• What the task asks: In the records below, count every line that includes the word "PointKernel". Provide the total alone.

• Data extracts:
PR #570, opened 2024-08-06
Add multimap conditional contains

PointKernel:
This PR adds `contains_if` and `contains_if_async` host-bulk APIs for the new multimap.

### DIFF
--- a/tests/CMakeLists.txt
+++ b/tests/CMakeLists.txt
@@ -111,7 +111,7 @@ ConfigureTest(STATIC_MULTIMAP_TEST
     static_multimap/custom_pair_retrieve_test.cu
     static_multimap/custom_type_test.cu
     static_multimap/heterogeneous_lookup_test.cu
-    static_multimap/insert_test.cu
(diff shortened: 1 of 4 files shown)


tests/CMakeLists.txt
```diff
@@ -111,7 +111,7 @@ ConfigureTest(STATIC_MULTIMAP_TEST
     static_multimap/custom_pair_retrieve_test.cu
     static_multimap/custom_type_test.cu
     static_multimap/heterogeneous_lookup_test.cu
-    static_multimap/insert_test.cu
+    static_multimap/insert_contains_test.cu
```
sleeepyjack, line 114: I was a bit confused at first when reading the test name but I guess it makes sense in order to reduce code duplication.

sleeepyjack (approved):

tests/CMakeLists.txt
PointKernel: I cannot find an easy way to test `insert` without using `contains` and vice versa. :smiling_face_with_tear:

• Response area: 2